** WHAT IS EXPECTED **
Select the lines of the records containing the word "nightly" and list them.

Records from a dataset
PR #1349, opened 2022-09-19
DR-2757 Refactor Connected/Integration Test Suite

nmalfroy:
This does some clean up to our Gradle tasks

- Pull in Gradle plugin that lets us view task dependencies by running:
```./gradlew <task> taskTree```
(see https://github.com/dorongold/gradle-task-tree)
- Remove retries from unit tests (those should not require retries)
- Pull out the unit tests and have them run (via the `check` Gradle task) _before_ connected and integration tests (the later of which should not longer run check:  https://github.com/broadinstitute/datarepo-actions/pull/73)
- Wire in the dependencies between the jobs so that jobs run in the proper sequence
- Name the jobs to make the DevX better
- Use the github cache to accumulate test/build results from one job to the next

Bonus: now we get the nice view in github! 🎉 
image

### DIFF
--- a/.github/workflows/int-and-connected-test-run.yml
+++ b/.github/workflows/int-and-connected-test-run.yml
@@ -12,6 +12,12 @@ env:
   AZURE_CREDENTIALS_HOMETENANTID: fad90753-2022-4456-9b0a-c7e5b934e408
   JADE_USER_EMAIL: connected-tdr-user@notarealemail.org
   RBS_CLIENT_CREDENTIAL_FILE_PATH: rbs-tools-sa.json
+  CACHE_PATHS: |
+    build/jacoco
+    build/reports
+    build/spotless
+    build/test-results
+    build/jacocoHtml
 on:
   pull_request:
     branches:
@@ -56,11 +62,7 @@ jobs:
       - name: "Cache build"
         uses: actions/cache@v3
         with:
-          path: |
-            build/jacoco
-            build/reports
-            build/spotless
-            build/test-results
+          path: ${{ env.CACHE_PATHS }}
           key: ${{ runner.os }}-build-unit }}
       - name: "Run unit tests via Gradle"
         uses: broadinstitute/datarepo-actions/actions/main@dr-2757-nm-better-unit
@@ -97,11 +99,7 @@ jobs:
       - name: "Cache build"
         uses: actions/cache@v3
         with:
-          path: |
-            build/jacoco
-            build/reports
-            build/spotless
-            build/test-results
+          path: ${{ env.CACHE_PATHS }}
           key: ${{ runner.os }}-build-connected
       - name: "Import Vault dev secrets"
         uses: hashicorp/vault-action@v2.2.0
@@ -154,11 +152,7 @@ jobs:
       - name: "Cache build"
         uses: actions/cache@v3
         with:
-          path: |
-            build/jacoco
-            build/reports
-            build/spotless
-            build/test-results
+          path: ${{ env.CACHE_PATHS }}
           key: ${{ runner.os }}-build-integration
       - name: "Import Vault dev secrets"
         uses: hashicorp/vault-action@v2.2.0
@@ -240,29 +234,17 @@ jobs:
       - name: "Load unit test cache"
         uses: actions/cache@v3
         with:
-          path: |
-            build/jacoco
-            build/reports
-            build/spotless
-            build/test-results
+          path: ${{ env.CACHE_PATHS }}
           key: ${{ runner.os }}-build-unit
       - name: "Load connected test cache"
         uses: actions/cache@v3
         with:
-          path: |
-            build/jacoco
-            build/reports
-            build/spotless
-            build/test-results
+          path: ${{ env.CACHE_PATHS }}
           key: ${{ runner.os }}-build-connected
       - name: "Load integration test cache"
         uses: actions/cache@v3
         with:
-          path: |
-            build/jacoco
-            build/reports
-            build/spotless
-            build/test-results
+          path: ${{ env.CACHE_PATHS }}
           key: ${{ runner.os }}-build-integration
       - name: "Archive code coverage results"
         uses: actions/upload-artifact@v2
@@ -274,7 +256,7 @@ jobs:
         uses: actions/upload-artifact@v2
         if: always()
         with:
-          name: junit-test-report-integration
+          name: junit-test-reports
           path: build/reports
           retention-days: 10
       - name: "Notify Jade Slack on nightly test run"
--- a/.github/workflows/int-and-connected-test-run.yml
+++ b/.github/workflows/int-and-connected-test-run.yml
@@ -54,9 +54,9 @@ jobs:
       - name: "Checkout code"
         uses: actions/checkout@v2
       - name: "Cache build"
-        uses: actions/cache@v2
+        uses: actions/cache@v3
         with:
-          path: ~/build
+          path: build
           key: ${{ runner.os }}-build-unit }}
       - name: "Run unit tests via Gradle"
         uses: broadinstitute/datarepo-actions/actions/main@dr-2757-nm-better-unit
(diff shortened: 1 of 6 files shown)

### CODE REVIEW

File: .github/workflows/int-and-connected-test-run.yml [hunk 1]
```diff
@@ -30,8 +36,46 @@ on:
...
+          - 5432:5432
+        options: --health-cmd pg_isready --health-interval 10s --health-timeout 5s --health-retries 5
+    steps:
+      - name: "Checkout code"
+        uses: actions/checkout@v2
+      - name: "Cache build"
+        uses: actions/cache@v3
+        with:
+          path: ${{ env.CACHE_PATHS }}
+          key: ${{ runner.os }}-build-unit }}
```
fboulnois, line 66: Instead of using the `cache` action with a manually specified key, you may just want to use the `setup-java` action in a build step and use the built in gradle cache. It will persist the build cache between steps, job, and runs: https://github.com/DataBiosphere/terra-data-catalog/blob/main/.github/workflows/build-and-test.yml#L50

We previously used the cache action with a manual key, but this would often leave gradle in a confused state and sometimes broke the CI build.

.github/workflows/int-and-connected-test-run.yml
```diff
@@ -52,6 +96,11 @@ jobs:
     steps:
       - name: "Checkout code"
         uses: actions/checkout@v2
+      - name: "Cache build"
+        uses: actions/cache@v3
+        with:
+          path: ${{ env.CACHE_PATHS }}
+          key: ${{ runner.os }}-build-connected
```
fboulnois, line 103: Same recommendation here.

.github/workflows/int-and-connected-test-run.yml
```diff
@@ -105,6 +149,11 @@ jobs:
     steps:
       - name: "Checkout code"
         uses: actions/checkout@v2
+      - name: "Cache build"
+        uses: actions/cache@v3
+        with:
+          path: ${{ env.CACHE_PATHS }}
+          key: ${{ runner.os }}-build-integration
```
fboulnois, line 156: Ditto here.

.github/workflows/int-and-connected-test-run.yml
```diff
@@ -145,44 +194,71 @@ jobs:
...
+      - name: "Clean state lock from used Namespace on API deploy"
+        if: always()
+        uses: broadinstitute/datarepo-actions/actions/main@dr-2757-nm-better-unit
+        with:
+          actions_subcommand: 'k8_checknamespace_clean'
+      - name: "Clean whitelisted Runner IP"
+        if: always()
+        uses: broadinstitute/datarepo-actions/actions/main@dr-2757-nm-better-unit
+        with:
+          actions_subcommand: 'gcp_whitelist_clean'
```
fboulnois: Instead of doing this, we made our environments public. Not sure if this is possible for TDR, but it dramatically simplifies the actions because they don't need to whitelist or clean up.

.github/workflows/int-and-connected-test-run.yml
```diff
@@ -145,44 +194,71 @@ jobs:
...
+        uses: actions/cache@v3
+        with:
+          path: ${{ env.CACHE_PATHS }}
+          key: ${{ runner.os }}-build-connected
+      - name: "Load integration test cache"
+        uses: actions/cache@v3
+        with:
+          path: ${{ env.CACHE_PATHS }}
+          key: ${{ runner.os }}-build-integration
       - name: "Archive code coverage results"
```
fboulnois, line 249: Here's how we did something similar for data catalog: https://github.com/DataBiosphere/terra-data-catalog/blob/main/.github/workflows/nightly-tests.yml#L121

fboulnois (commented):
A few suggestions, mainly to get away from using the `cache` action and instead use the built in `gradle cache` which persists across steps, jobs, and runs:

.github/workflows/int-and-connected-test-run.yml
```diff
@@ -30,8 +36,46 @@ on:
...
+    strategy:
+      matrix:
+        os: [ ubuntu-latest ]
+    if: "!contains( github.event.pull_request.labels.*.name, 'skip-ci')"
+    runs-on: ${{ matrix.os }}
+    ## skips if pr label is 'skip-ci'
+    # run a local Postgres container in Docker for the basic check tests
+    services:
+      postgres:
+        image: postgres:11
```
otchet-broad, line 51: Does the image: postgres:11 imply we're using postgres 11 to test with?  Does it matter that the [setup instructions](https://github.com/DataBiosphere/jade-data-repo/blob/develop/docs/jade-getting-started.md#10-install-postgres-12) indicate postgres v 12.

nmalfroy: Hmm...good catch.  Let me try to bump that to 12

.github/workflows/int-and-connected-test-run.yml
nmalfroy: Yeah, I talked to Mike from devops about this today.  I think we could do something to the cluster with a different identity system

.github/workflows/int-and-connected-test-run.yml
nmalfroy: I'm not sure it'll work since the setup-java action doesn't cache the directories I want (and it's just using github caches under the covers)

.github/workflows/int-and-connected-test-run.yml
nmalfroy: Actually, the documentation is wrong.  We use 11 to run in prod

.github/workflows/int-and-connected-test-run.yml
```diff
@@ -68,23 +117,18 @@ jobs:
...
-        if: always()
-        uses: actions/upload-artifact@v2
-        with:
-          name: junit-test-report-connected
-          path: build/reports
-          retention-days: 10
   deploy_test_integration:
-    timeout-minutes: 210
+    name: "Run integration and smoke tests"
+    timeout-minutes: 300
```
okotsopoulos, line 130: Want to double-check, are we intending to keep this high timeout?

build.gradle
```diff
@@ -492,11 +493,6 @@ test {
         includeCategories 'bio.terra.common.category.Unit'
     }
     outputs.upToDateWhen { false }
-    retry {
```
okotsopoulos, line 495: Thank you!

okotsopoulos (approved):
Thank you!

build.gradle
```diff
@@ -536,7 +532,7 @@ task testIntegration(type: Test) {
             maxRetries = 2
         }
     }
-    maxParallelForks = 2
+    maxParallelForks = 8
```
otchet-broad, line 535: I had been tinkering with this locally as well.  I was reading primers [here](https://docs.gradle.org/current/userguide/performance.html) and was using the suggested "maxParallelForks = Runtime.runtime.availableProcessors().intdiv(2) ?: 1". It will be interesting to see how this does with the new Mac M processors.

build.gradle
otchet-broad: Yes!  Thank you!

otchet-broad (approved):

build.gradle
nmalfroy: Right, exactly.  It's a good point that we should maybe make this one based of availableProcessors().  It's kinda tough since connected and unit and integration all have different runtime profiles (e.g. how many parallel runs can be supported)

.github/workflows/int-and-connected-test-run.yml
nmalfroy: Yeah, I figure I'll leave it a bit higher since that way we can actually get the scan results to debug tests

src/test/java/bio/terra/service/job/JobServiceTest.java
```diff
@@ -89,6 +97,13 @@ public void setUp() throws Exception {
     when(samService.isAuthorized(
             adminUser, IamResourceType.DATAREPO, appConfig.getResourceId(), IamAction.LIST_JOBS))
         .thenReturn(true);
+    jobIds.clear();
+  }
+
+  @After
+  public void tearDown() throws Exception {
+    logger.info("Deleting {} jobs", jobIds.size());
+    jobIds.forEach(this::deleteJob);
```
samanehsan, line 106: Thanks for adding this clean-up!

samanehsan (approved):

** FINISHED EXERCISE **
       - name: "Notify Jade Slack on nightly test run"
fboulnois, line 249: Here's how we did something similar for data catalog: https://github.com/DataBiosphere/terra-data-catalog/blob/main/.github/workflows/nightly-tests.yml#L121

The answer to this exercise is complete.